Habt ihr noch andere Idden für die KI (bzw. eine Strategie)


----------



## teppi (14. Januar 2005)

Also normalerweise macht man sowas, denke ich, mit Wegfindungsalgorithmen. Da gibts zwei ziemlich bekannte und zwar den Dijkstra Algorithmus und den A* (A-Stern) Algorithmus, welche auf dem Auswerten eines vorhandenen Graphen basieren. Zumindest zu Dijkstra findet man über Google ziemlich viel .. 

Gruß Stefan 

PS: Ich hab auch nen Java - Programm, welches verschiedenste Algorithmen implementiert. Das könnte ich dir zur Verfügung stellen, wenn du denn möchtest ..


----------



## javaprogger1987 (15. Januar 2005)

Puuh... Das mit dem Algurithmus hab ich mal gesucht, aber nicht verstanden ..
Vieleicht könntest du mir mal dein Programm schicken bitte 
blackphanter14@aol.com

Danke


----------



## webfreak (15. Januar 2005)

Mich würde das programm auch interessieren... tobse86@gmail.com
Wäre echt nett wenn du es mir zukommen lassen würdest.
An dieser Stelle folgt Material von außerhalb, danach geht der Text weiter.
PR #507, opened 2025-02-12
[SUP-3361] Controller to handle queue paused events and prevent processing jobs

nsuma8989:
This PR is for controller to check if the queue it is picking up the jobs for is paused or not. If the queue is paused then controller should not pick up the jobs and process them. It should wait until the queue is unpaused and then process the jobs

### DIFF
--- a/internal/controller/monitor/monitor.go
+++ b/internal/controller/monitor/monitor.go
@@ -41,6 +41,7 @@ type Config struct {
 	Org                    string
 	Tags                   []string
 	GraphQLResultsLimit    int
+	EnableQueuePause       bool
 }
 
 func New(logger *zap.Logger, k8s kubernetes.Interface, cfg Config) (*Monitor, error) {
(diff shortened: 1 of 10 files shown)


petetomasik:
We should include information about this specific new behavior in the README. The ability to pause/resume queues is also only [available](https://buildkite.com/docs/pipelines/clusters/manage-queues#pause-and-resume-a-queue) on the latest plans.

nsuma8989:
> We should include information about this specific new behavior in the README. The ability to pause/resume queues is also only [available](https://buildkite.com/docs/pipelines/clusters/manage-queues#pause-and-resume-a-queue) on the latest plans.

@petetomasik I was planning to do that after the fix is merged and release is made so in the readme I can mention a note specifying that from release X of agent-stack-k8s if queue is paused controller will respect that and stop picking up jobs until queue is unpaused.

internal/controller/monitor/monitor.go
```diff
@@ -126,6 +126,23 @@ func (m *Monitor) getScheduledCommandJobs(ctx context.Context, queue string) (jo
...
+	isQueuePaused := false
+	for _, edge := range queues.Organization.Cluster.Queues.Edges {
+		if edge.Node.Key == queue {
+			isQueuePaused = edge.Node.DispatchPaused
+			break
+		}
+	}
+
+	if isQueuePaused {
+		return nil, fmt.Errorf("the queue '%s' is paused", queue)
```
DrJosh9000, line 143: `%q` is useful for wrapping strings in quotes for you:

```suggestion
		return nil, fmt.Errorf("the queue %q is paused", queue)
```

internal/controller/monitor/monitor.go
```diff
@@ -126,6 +126,23 @@ func (m *Monitor) getScheduledCommandJobs(ctx context.Context, queue string) (jo
 		agentQueryRule = append(agentQueryRule, fmt.Sprintf("queue=%s", queue))
 	}
 
+	queues, err := api.GetClusterQueues(ctx, m.gql, m.cfg.Org, m.cfg.ClusterUUID, 100)
```
DrJosh9000, line 129: I think it may be worth a TODO comment to change this approach once there is a way to get info for a particular queue in a targeted query

```suggestion
	// TODO: use a more targeted query once one becomes available
	queues, err := api.GetClusterQueues(ctx, m.gql, m.cfg.Org, m.cfg.ClusterUUID, 100)
```

DrJosh9000 (approved):
LGTM with two small suggestions

petetomasik (changes requested):
In order to prevent unexpected behavior with the controller, this feature should be disabled by default in the config and can be enabled by those that would like to use it.

nsuma8989:
> In order to prevent unexpected behavior with the controller, this feature should be disabled by default in the config and can be enabled by those that would like to use it.

@petetomasik Why would this be unexpected behavior? If the queue is paused, the user did it on purpose to stop processing new jobs, but with agent-stack-k8s today, it does not respect that. So I would say we are fixing a gap in our solution. I thought we call this out in the release notes and also in the readme documentation instead of making it disabled by default.

petetomasik (approved):

PR #508, opened 2025-02-13
Fix unusable image pull policy options

### LINKED ISSUE #486: ImageCheckPullPolicy gets overriden by ImagePullPolicy
The recent changes of image pull policies in https://github.com/buildkite/agent-stack-k8s/pull/459 created an issue where the CheckPullPolicy isn't correctly computed.

Looking at this code: https://github.com/buildkite/agent-stack-k8s/blob/107b1cfdbcae9f5a097e93468325f238aa31ddbc/internal/controller/scheduler/scheduler.go#L708-L721

When no DefaultImageCheckPullPolicy is set, correct defaults are applied based on the image ref (`Always` if it doesn't have a digest, otherwise `IfNotPresent`). It seems however that these defaults never get applied when the policy of the container is already set to something, here: https://github.com/buildkite/agent-stack-k8s/blob/107b1cfdbcae9f5a097e93468325f238aa31ddbc/internal/controller/scheduler/scheduler.go#L410-L412

So if there is a DefaultImagePullPolicy set or the container spec has an explicit policy, that will always take precedence over the CheckPolicy, either set by DefaultImageCheckPullPolicy or calculated by the logic mentioned above.

When now using the default config https://github.com/buildkite/agent-stack-k8s/blob/107b1cfdbcae9f5a097e93468325f238aa31ddbc/cmd/controller/controller.go#L118-L127
that sets `default-image-pull-policy: "IfNotPresent"` and `"default-image-check-pull-policy": ""`
we never get the desired behavior of always pulling images with no digest.

It seems like the only way to get the pull logic based on the digest being present is to unset the defaultImagePullPolicy. I assume then we'd fall back to the defaults the K8s sets: https://github.com/kubernetes/api/blob/b849e76aab64dcc5d2d4947cccccebdf0d8ec3c0/core/v1/types.go#L2912

This would be reasonable in a standalone scenario, but would pull twice again with your check logic. 

It seems like there's no combination of settings that would achieve correctness and pull deduplication as originally indented by https://github.com/buildkite/agent-stack-k8s/pull/459

DrJosh9000:
Fixes #486

### DIFF
--- a/charts/agent-stack-k8s/values.schema.json
+++ b/charts/agent-stack-k8s/values.schema.json
@@ -520,7 +520,7 @@
         "default-image-pull-policy": {
           "type": "string",
           "description": "Configures a default image pull policy for containers that do not specify a pull policy, or containers created by the stack itself",
-          "default": "IfNotPresent",
+          "default": "",
           "examples": ["Always", "IfNotPresent", "Never", ""]
         },
         "default-image-check-pull-policy": {
--- a/cmd/controller/controller.go
+++ b/cmd/controller/controller.go
@@ -129,7 +129,7 @@ func AddConfigFlags(cmd *cobra.Command) {
 	)
 	cmd.Flags().String(
 		"default-image-pull-policy",
-		"IfNotPresent",
+		"",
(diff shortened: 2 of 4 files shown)


petetomasik (approved):
✅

Danke


----------



## teppi (15. Januar 2005)

blackphanter14@aol.com <- diese mail adresse geht nicht  .. Hab auch blackpanther14@aol.com probiert ...


----------



## javaprogger1987 (17. Januar 2005)

Wie die geht nich.... kann eigentlich nicht sein ist richtig..

blackphanter14@aol.com

wenn immer noch nich geht probier bitte mal

gsgstufe2006@arcor.de

Danke


----------